5. The multiplier of claim 4, wherein the regular signed number encoding subcircuit comprises: the third data input port is used for receiving first data subjected to regular signed number coding processing, and the coding output port is used for outputting the target code obtained after the received first data is subjected to the regular signed number coding processing.

6. The multiplier of claim 4 or 5, wherein the partial product obtaining sub-circuit comprises: a low bit partial product obtaining unit, a low bit selector set unit, a high bit partial product obtaining unit and a high bit selector set unit; a first output end of the regular signed number coding sub-circuit is connected with a first input end of the low-order partial product acquisition unit, an output end of the low-order selector set unit is connected with a second input end of the low-order partial product acquisition unit, a second output end of the regular signed number coding sub-circuit is connected with a first input end of the high-order partial product acquisition unit, and an output end of the high-order selector set unit is connected with a second input end of the high-order partial product acquisition unit;

the low bit partial product obtaining unit is configured to obtain a low bit partial product after sign bit extension according to a low bit target code in the received target code and second data, and obtain a low bit partial product of the target code according to the low bit partial product after sign bit extension, the low bit selector set unit is configured to gate a numerical value in the low bit partial product after sign bit extension, the high bit partial product obtaining unit is configured to obtain a high bit partial product after sign bit extension according to a high bit target code in the received target code and the second data, and obtain a high bit partial product of the target code according to the high bit partial product after sign bit extension, and the high bit selector set unit is configured to gate a numerical value in the high bit partial product after sign bit extension.

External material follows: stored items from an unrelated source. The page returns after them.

PR #3847, opened 2026-06-28
[0655] fix html export mathml mathvariant mapping for mathscr/cal* family

JackYansongLi:
Fixes a bug where calligraphic and script mathematical symbols in the mathscr/cal* family are exported as '?' in MathML.


yinyuscloor (approved):
LGTM

PR #262, opened 2021-09-16
Check dependies in functions

mumichae:
Check if optional dependencies are available in their respective functions and control behaviour when import fails.

Checks for:

- [x] all integration methods
- [x] kBET
- [x] LISI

7. The multiplier of claim 1, wherein the compression circuit comprises: a Wallace tree group sub-circuit and an accumulation sub-circuit; the output end of the Wallace tree group sub-circuit is connected with the input end of the accumulation sub-circuit; the Wallace tree group sub-circuit is used for accumulating the partial products of the target codes to obtain an accumulation operation result, and the accumulation sub-circuit is used for accumulating the accumulation operation result to obtain a target operation result.

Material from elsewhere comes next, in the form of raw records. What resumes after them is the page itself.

PR #263, opened 2021-09-16
Reimplement ARI

mumichae:
Reimplement ARI to correct for overflow error in sklearn.
The sklearn implementation is not default.


scIB/metrics/ari.py
```diff
@@ -1,10 +1,12 @@
+import numpy as np
 import pandas as pd
+import scipy.special
 from sklearn.metrics.cluster import adjusted_rand_score
 
 from scIB.utils import checkAdata, checkBatch
 
 
-def ari(adata, group1, group2):
+def ari(adata, group1, group2, implementation='sklearn'):
```
LuckyMD, line 9: why do we default to an implementation that potentially will not work? I would probably do the opposite here.

scIB/metrics/ari.py
```diff
@@ -14,20 +16,31 @@ def ari(adata, group1, group2):
...
-    elif isinstance(group1, pd.Series):
-        group1 = group1.tolist()
-
-    if isinstance(group2, str):
-        checkBatch(group2, adata.obs)
-        group2 = adata.obs[group2].tolist()
-    elif isinstance(group2, pd.Series):
-        group2 = group2.tolist()
+    group1 = adata.obs[group1].to_numpy()
+    group2 = adata.obs[group2].to_numpy()
```
LuckyMD, line 23: What happened to the `checkBatch` calls? Also is this no longer able to take a `pd.Series`? The expected input type should probably be in the documentation above.

LuckyMD (commented):
Just some questions on what the default should be and input checks.

scIB/metrics/ari.py
mumichae: `checkBatch` is called no matter the input type and I wouldn't support pd.Series, as we never use it and it wouldn't make much sense if we also provide an anndata as input. For pd.Series input, we should have a different function signature.

LuckyMD: makes sense! With the documentation it's all good :).

LuckyMD (approved):

LuckyMD:
This looks really good, thanks so much @mumichae !

PR #264, opened 2021-09-18
Check kbet lisi

mbuttner:


scIB/metrics/kbet.py
```diff
@@ -78,7 +78,7 @@ def kBET(
         embed='X_pca',
         type_=None,
         hvg=False,
-        subsample=0.5,
+        subsample=0.5, #non-functional
```
mumichae, line 81: I'd suggest we remove that option completely, i.e also from `kBET_single` and `metrics`

mumichae (commented):
Looking good so far. I think we could be more radical in removing never used parameters and comments. Are changes for the LISI functions also planned?

mbuttner:
> Looking good so far. I think we could be more radical in removing never used parameters and comments. Are changes for the LISI functions also planned?

Thanks, I checked the LISI functions and did not find things that I would change.

mumichae:
OK, then I would cleanup the code, which shouldn't change the score. That'll be subject to a new PR.

mumichae (approved):

mbuttner:
Awesome, thank you!

PR #265, opened 2021-09-19
Refactor metrics

mumichae:
Clean up LISI and kBET metrics.

- split iLISI and cLISI
- kBET scaling inside function
- Move kBET NeighborsError to kBET function


LuckyMD:
Did we really want to split cLISI and iLISI? These are computed in the same function, no?

mbuttner:
> Did we really want to split cLISI and iLISI? These are computed in the same function, no?

I wouldn't split cLISI and iLISI, either. In fact, I would rather merge the computation of both cLISI and iLISI, because the steps are the same, just a different label to compute the metric on - it would save quite some computation time.

mumichae:
From what I can see, the only time saved is during recomputing the kNN graph. If we move the control of preprocessing outside of the `ilisi_graph` and `clisi_graph` functions, that time could be halved. Also, I didn't think that was the most time consuming step (but would have to double-check). The actual LISI computation (using the C code) is done separately for each metric anyway, so splitting up the code shouldn't change much.

Additionally, the old `lisi_graph` function works as before, computing both scores, so we could use that for the `metrics` function if we wanted. I just thought it would be best to have the same level of control over `iLISI` an `cLISI` as we would have over all the other metrics when using the API.

mbuttner:
> From what I can see, the only time saved is during recomputing the kNN graph. If we move the control of preprocessing outside of the `ilisi_graph` and `clisi_graph` functions, that time could be halved. Also, I didn't think that was the most time consuming step (but would have to double-check). In the original implementation all the LISI computations (using the C code) are called separately for `iLISI` and `cLISI` anyway, so splitting up the code shouldn't change much.
> 
> Additionally, the old `lisi_graph` function works as before, computing both scores, so we could use that for the `metrics` function if we wanted. I just thought it would be best to have the same level of control over `iLISI` an `cLISI` as we would have over all the other metrics when using the API.

The thing with the two LISI functions is that the `batch_key`/`label_key` info is only used at the very end of `compute_simpson_index_graph`:
```
batch = batch_labels[knn_idx]
B = convertToOneHot(batch, n_batches)
sumP = np.matmul(P, B)  # sum P per batch
simpson[i[0]] = np.dot(sumP, sumP)  # sum squares
```
So the most efficient way to compute both `iLISI` and `cLISI` would be to add both batch and label keys at this piece of code. However, then both functions are invariably intertwined.

scIB/metrics/lisi.py
```diff
@@ -181,62 +200,121 @@ def lisi_graph(
...
 
-    clisi_score = lisi_graph_py(adata=adata_tmp, batch_key=label_key,
-                                n_neighbors=k0, perplexity=None, subsample=subsample,
-                                multiprocessing=multiprocessing, nodes=nodes, verbose=verbose)
+    return ilisi
+
+
+def clisi_graph(
+        adata,
+        batch_key,
```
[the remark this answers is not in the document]
mbuttner: Ah OK, indeed!

scIB/metrics/kbet.py
```diff
@@ -121,77 +115,91 @@ def kBET(
...
+                    score = kBET_single(
+                        matrix=matrix,
+                        batch=adata_sub.obs[batch_key],
+                        knn=nn_index_tmp + 1,  # nn_index in python is 0-based and 1-based in R
+                        verbose=verbose,
+                        k0=k0
+                    )
+                except NeighborsError:
+                    print('Not enough neighbours')
+                    score = 0
```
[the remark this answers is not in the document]
mumichae: Thanks for noticing

tests/metrics/test_ilisi.py
```diff
@@ -0,0 +1,36 @@
+from tests.common import *
+
+
+def test_ilisi_full(adata):
```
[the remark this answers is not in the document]
mumichae: Yes, the CI runs through without error

mumichae:
> The thing with the two LISI functions is that the `batch_key`/`label_key` info is only used at the very end of `compute_simpson_index_graph`:
> 
> ```
> batch = batch_labels[knn_idx]
> B = convertToOneHot(batch, n_batches)
> sumP = np.matmul(P, B)  # sum P per batch
> simpson[i[0]] = np.dot(sumP, sumP)  # sum squares
> ```
> 
> So the most efficient way to compute both `iLISI` and `cLISI` would be to add both batch and label keys at this piece of code. However, then both functions are invariably intertwined.

So that means that the old implementation of the score wasn't the most efficient either, because we call the `lisi_graph_py` and with that the `compute_simpson_index_graph` twice anyway. 

Would it be better if we extracted the `compute_simpson_index_graph` functionality outside of `lisi_graph_py`, compute it once and then pass the output for cLISI and iLISI computations?
In that case I'd suggest we optimise the `lisi_graph` function, but still keep separate cLISI and iLISI functions for the API. The latter could have an option to preprocess the simpson index and pass it to those functions. I hope that isn't overkill...

mumichae:
I think this PR should be ready to merge and we can address LISI computation optimisations in a different PR. Any comments or wishes to the current state?

gokceneraslan:
This PR also fixes, #266, so it'd be really great to see it merged 😄

mumichae:
@mbuttner Could you go over the latest changes and approve if the PR is ready to be merged?

scIB/metrics/metrics.py
```diff
@@ -149,6 +148,14 @@ def metrics_all(
...
+        isolated_labels_f1_=True,
+        trajectory_=True,
+        nmi_=True,
+        ari_=True,
+        cell_cycle_=True,
+        kBET_=True,
+        ilisi_=True,
+        clisi_=True,
         **kwargs
     )
```
LuckyMD, line 160: Could add a deprecation comment for this as well... we don't use it anymore as it only works for python methods.

scIB/metrics/metrics.py
```diff
@@ -177,9 +184,10 @@ def metrics(
         n_isolated=None,
         graph_conn_=False,
         kBET_=False,
-        kBET_sub=0.5,
+        subsample=0.5,
```
LuckyMD, line 187: I thought this parameter was removed from the kBET method?

scIB/metrics/metrics.py
```diff
@@ -199,14 +207,13 @@ def metrics(
...
     if nmi_ or ari_:
-        print('Clustering...')
         res_max, nmi_max, nmi_all = opt_louvain(
             adata_int,
             label_key=label_key,
             cluster_key=cluster_key,
             function=nmi,
             plot=False,
-            verbose=verbose,
+            verbose=False,
```
LuckyMD, line 216: why remove verbosity passing here?

scIB/metrics/metrics.py
```diff
@@ -325,58 +332,50 @@ def metrics(
...
-    # results['iLISI'] = ilisi_score
-    # results['cLISI'] = clisi_score
-
     if lisi_graph_:
-        print('LISI graph score...')
-        ilisi_raw, clisi_raw = lisi_graph(
+        clisi_ = True,
+        ilisi_ = True
+
+    if clisi_:
```
LuckyMD, line 351: any reason to not just keep this in `lisi_graph_`? I guess this also allows separate clisi and ilisi runs?

LuckyMD (commented):
I love the lisi tests! Just 1 or 2 questions... otherwise this looks good from my side. If you answer the questions, we can merge.

scIB/metrics/metrics.py
LuckyMD: this is only passed to LISI now?

scIB/metrics/metrics.py
mumichae: Deprecation for the LISI parameters?

scIB/metrics/metrics.py
mumichae: yes, that's why I renamed it. We never used it for kBET.

scIB/metrics/metrics.py
mumichae: The output wasn't very informative (it's only preprocessing), so I removed it

scIB/metrics/metrics.py
mumichae: Yes, the user then also has the option to run one and not the other. I just added that for consistency with the rest of the behaviour. The old `lisi_graph_` parameter should just work as before

LuckyMD (approved):

scIB/metrics/metrics.py
LuckyMD: Maybe it's sth for a future "debug" option for verbosity. Let's leave for now.

LuckyMD:
Once @mbuttner reviews, you can merge. All good from my side now.

mbuttner (approved):
Looks good to me.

8. The multiplier of claim 7, wherein the Wallace tree group subcircuit comprises: the system comprises a low-level Wallace tree unit, a selector and a high-level Wallace tree unit, wherein the output end of the low-level Wallace tree unit is connected with the input end of the selector, and the output end of the selector is connected with the input end of the high-level Wallace tree unit; the low-order Wallace tree unit is used for performing accumulation operation on each column value in the partial product of the target code, the selector is used for gating a carry input signal received by the high-order Wallace tree unit, and the high-order Wallace tree unit is used for performing accumulation operation on each column value in the partial product of the target code.

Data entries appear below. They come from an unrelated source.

PR #268, opened 2021-09-27
Check metrics

mumichae:
Making sure all metrics are doing what we expect them to.

### DIFF
--- a/scIB/metrics/graph_connectivity.py
+++ b/scIB/metrics/graph_connectivity.py
@@ -3,25 +3,29 @@ import pandas as pd
 from scipy.sparse.csgraph import connected_components
 
 
-def graph_connectivity(adata_post, label_key):
+def graph_connectivity(adata, label_key):
     """"
-    Metric that quantifies how connected the subgraph corresponding to each batch cluster is.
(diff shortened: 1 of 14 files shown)


scIB/metrics/graph_connectivity.py
```diff
@@ -26,6 +26,6 @@ def graph_connectivity(adata, label_key):
             connection='strong'
         )
         tab = pd.value_counts(labels)
-        clust_res.append(tab[0] / sum(tab))
+        clust_res.append(tab.max() / sum(tab))
```
LuckyMD, line 29: should this be argmax or max?

LuckyMD (changes requested):
Looks good overall!

scIB/metrics/graph_connectivity.py
mumichae: max, if we want the number of nodes in the largest connected component, argmax if we want its label

mumichae:
This PR shouldn't have changed any metrics except for graph connectivity. Here are the scores from the pipeline on test data
image

LuckyMD (approved):

PR #269, opened 2021-09-27
Update highly_variable_genes.py

danielStrobl:
Clean up hvg_overlap metric, remove commented out code, remove unused pre-storage of highly variable genes


scIB/metrics/highly_variable_genes.py
```diff
@@ -28,32 +28,20 @@ def hvg_overlap(adata_pre, adata_post, batch, n_hvg=500, verbose=False):
...
-            #    print(adata_post_list[i].obs[batch][0]+' has less than the specified number of genes')
-            #    print('Number of genes: '+str(adata_post_list[i].n_vars))
-            # hvg_pre = sc.pp.highly_variable_genes(adata_pre_list[i], flavor='cell_ranger', n_top_genes=n_hvg_tmp, inplace=False)
-            tmp_pre = hvg_pre_list[batch_var]  # adata_pre_list[i].var.index[hvg_pre['highly_variable']]
-            hvg_post = sc.pp.highly_variable_genes(adata_post_list[i], flavor='cell_ranger', n_top_genes=n_hvg_tmp,
-                                                   inplace=False)
-            tmp_post = adata_post_list[i].var.index[hvg_post['highly_variable']]
-            n_hvg_real = np.minimum(len(tmp_pre), len(tmp_post))
-            overlap.append((len(set(tmp_pre).intersection(set(tmp_post)))) / n_hvg_real)
+    hvg_pre_list = precompute_hvg_batch(adata_pre, batch, hvg_post)
```
mumichae, line 31: What's the difference between the hvg function here vs the function from preprocessing?

scIB/metrics/highly_variable_genes.py
```diff
@@ -28,32 +28,20 @@ def hvg_overlap(adata_pre, adata_post, batch, n_hvg=500, verbose=False):
...
+
+    for i in range(len(adata_post_list)):  # range(len(adata_pre_list)):
+        sc.pp.filter_genes(adata_post_list[i], min_cells=1)  # remove genes unexpressed (otherwise hvg might break)
+        batch_var = adata_post_list[i].obs[batch][0]
+        n_hvg_tmp = len(hvg_pre_list[batch_var])
```
mumichae, line 36: Make sure that you are indexing correctly. In Pandas, 0 is usually assumed to be a label, not a numeric location. Also, what is batch_var supposed to represent?

I think it would be better to iterate over objects rather than indices

```suggestion
    for adata in adata_post_list:
        sc.pp.filter_genes(adata, min_cells=1)  # remove genes unexpressed (otherwise hvg might break)
        batch = adata.obs[batch].unique()[0]
        n_hvg_tmp = len(hvg_pre_list[batch])
```

Or even better, something like this

```
for batch, adata, hvgs in zip(...):
    ... 
```

mumichae (changes requested):
Would be great to have some more documnetation on the HVG computation and HVG overlap score. Could you add some docstrings?

About the code, it might be better to make it more readable, so anyone can understand what is being done. I added some suggestions.

scIB/metrics/highly_variable_genes.py
danielStrobl: this one returns the hvgs per batch and not genes that are variable in all batches

scIB/metrics/highly_variable_genes.py
danielStrobl: `batch_var` is just the name of the batch, it doesn't really matter which element of this column is chosen as they are all the same. I think for pandas Series the 0-th element should be fine, no?

scIB/metrics/highly_variable_genes.py
mumichae: OK, is `hvg_pre_list` a suitable name or should we rename to to `hvgs_by_batch`

scIB/metrics/highly_variable_genes.py
mumichae: 0 should be fine, as long as the index doesn't have a different index.

I'd still recommend simplifying the names if it's not too much trouble.

scIB/metrics/highly_variable_genes.py
LuckyMD: i think this is fine... it's `hvgs_by_batch_pre` otherwise... a bit long...

LuckyMD (approved):
Looks good to me. Some naming could be improved, but fine.

mumichae:
This PR has been lying around for a while. @danielStrobl Could you please check if the code is correct? Then we should be able to merge

danielStrobl:
looks good to me

mumichae (approved):

PR #272, opened 2021-10-03
Packaging

mumichae:
First proper scib package for pypi.


scib/integration.py
```diff
@@ -1,24 +1,24 @@
-#!/bin/env python
-
 ### D. C. Strobl, M. Müller; 2019-07-23
```
LuckyMD, line 1: might be worth adding a few more names to this list?

mumichae: This is just the integration module. We have the package author list in the `setup.cfg`

setup.cfg
```diff
@@ -1,3 +1,78 @@
...
+author_email = malte.luecken@helmholtz-muenchen.de, michaela.mueller@helmholtz-muenchen.de
+description = Evaluate single cell integration methods
+long_description = file: README.md
+long_description_content_type = text/markdown
+license = MIT
+url = https://github.com/theislab/scib
+project_urls =
+    Pipeline = https://github.com/theislab/scib-pipeline
+    Reproducibility = https://theislab.github.io/scib-reproducibility
+Bug Tracker = https://github.com/theislab/scib/issues
```
LuckyMD: do you need an underline here between "Bug" and "Tracker"?

setup.cfg
```diff
@@ -1,3 +1,78 @@
...
+keywords = benchmark, single cell, data integration
```
LuckyMD: maybe "benchmarking" instead of "benchmark"

setup.cfg
```diff
@@ -1,3 +1,78 @@
...
+classifiers =
+    Development Status :: 3 - Alpha
+    Intended Audience :: Developers
```
LuckyMD, line 21: Also people who are using data integration methods: So "Developers", "Data analysts"

setup.cfg
```diff
@@ -1,3 +1,78 @@
...
+    numba
+    scanpy>=1.5
+    anndata>=0.7.2
+    h5py<3
+    rpy2>=3
+    anndata2ri
+    scipy
+    scikit-learn
+    scikit-misc
+    loompy==3.0.6
```
LuckyMD, line 50: why do we need loompy? Is this a core dependency? Or is this related to conos or sth?

setup.cfg
```diff
@@ -1,3 +1,78 @@
...
+    llvmlite
+
+[options.packages.find]
+where = scib
+include = metrics
+
+#[options.package_data]
+#scib =
+#    resources/*.txt
+#    knn_graph/*
```
LuckyMD: Why not include package data here?

README.md
```diff
@@ -24,14 +24,24 @@ batches of gene expression and chromatin accessibility data.
...
-We created the python package called `scIB` that uses `scanpy` to streamline the integration of single-cell datasets and
-evaluate the results. The evaluation of integration quality is based on a number of metrics.
+We created the python package called `scib` that uses `scanpy` to streamline the integration of single-cell datasets and
+evaluate the results. For evaluating the integration quality it provides a number of metrics.
+
+### Requirements
+
++ Linux or UNIX system
++ Python >= 3.7
++ R >= 3.6
```
LuckyMD, line 36: also R<4.0?

scib/integration.py
```diff
@@ -297,14 +295,14 @@ def runScanvi(adata, batch, labels):
     return adata
 
 
-def runMNN(adata, batch, hvg=None):
+def mnnpy(adata, batch, hvg=None):
```
LuckyMD, line 298: Must call this mnn I think... mnnpy is the name of the module, but not the integration method.

scib/metrics/trajectory.py
```diff
@@ -60,44 +62,55 @@ def get_root(
...
-
+    adata_post_ti2.uns['iroot'] = iroot
+
+    sc.tl.dpt(adata_post_ti2)  # stored in 'dpt_pseudotime'
+    adata_post_ti2.obs.loc[adata_post_ti2.obs['dpt_pseudotime'] > 1, 'dpt_pseudotime'] = 0
+    adata_post_ti.obs['dpt_pseudotime'] = 0
+    adata_post_ti.obs['dpt_pseudotime'] = adata_post_ti2.obs['dpt_pseudotime']
+    adata_post_ti.obs['dpt_pseudotime'].fillna(0, inplace=True)
+
+    adata_post_ti.obs['batch'] = adata_pre_ti.obs['batch']
```
LuckyMD, line 101: Is this okay, @danielStrobl? Why should this not be stored in `adata_post_ti` already?

setup.cfg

9. The multiplier of claim 7 or 8, wherein the accumulation sub-circuit comprises: an adder for adding the result of the addition operation.

10. The multiplier of claim 9, wherein the adder comprises: a carry signal input port, a sum signal input port and an operation result output port; the carry signal input port is used for receiving a carry signal, the sum signal input port is used for receiving a sum signal, and the operation result output port is used for outputting a target operation result obtained by accumulating the carry signal and the sum signal.